┏━━

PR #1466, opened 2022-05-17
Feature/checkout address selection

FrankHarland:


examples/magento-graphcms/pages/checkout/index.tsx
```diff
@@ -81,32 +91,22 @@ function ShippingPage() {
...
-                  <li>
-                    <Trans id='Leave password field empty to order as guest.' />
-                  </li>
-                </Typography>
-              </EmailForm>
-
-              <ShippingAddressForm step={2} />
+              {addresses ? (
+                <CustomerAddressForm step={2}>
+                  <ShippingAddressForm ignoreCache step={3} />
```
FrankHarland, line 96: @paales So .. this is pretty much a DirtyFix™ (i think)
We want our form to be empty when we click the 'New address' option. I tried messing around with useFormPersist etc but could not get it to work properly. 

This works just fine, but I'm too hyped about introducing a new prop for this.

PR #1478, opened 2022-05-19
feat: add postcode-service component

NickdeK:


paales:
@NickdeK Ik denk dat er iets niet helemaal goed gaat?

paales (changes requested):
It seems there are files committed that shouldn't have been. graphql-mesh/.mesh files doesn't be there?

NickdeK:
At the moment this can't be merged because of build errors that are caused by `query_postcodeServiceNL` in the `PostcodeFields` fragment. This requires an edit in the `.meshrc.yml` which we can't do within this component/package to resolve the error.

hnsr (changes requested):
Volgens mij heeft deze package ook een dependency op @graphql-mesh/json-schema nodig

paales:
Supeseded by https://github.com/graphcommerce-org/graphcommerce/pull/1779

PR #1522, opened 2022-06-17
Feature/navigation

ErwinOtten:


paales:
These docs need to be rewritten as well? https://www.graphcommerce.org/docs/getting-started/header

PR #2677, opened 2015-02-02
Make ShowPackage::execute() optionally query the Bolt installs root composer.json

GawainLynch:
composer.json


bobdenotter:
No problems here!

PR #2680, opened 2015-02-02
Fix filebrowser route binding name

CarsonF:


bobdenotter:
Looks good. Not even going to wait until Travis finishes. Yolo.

┗━━

__To do__.
Tell me how many lines in the data include "requested", giving only the number.

__Answer below__.
2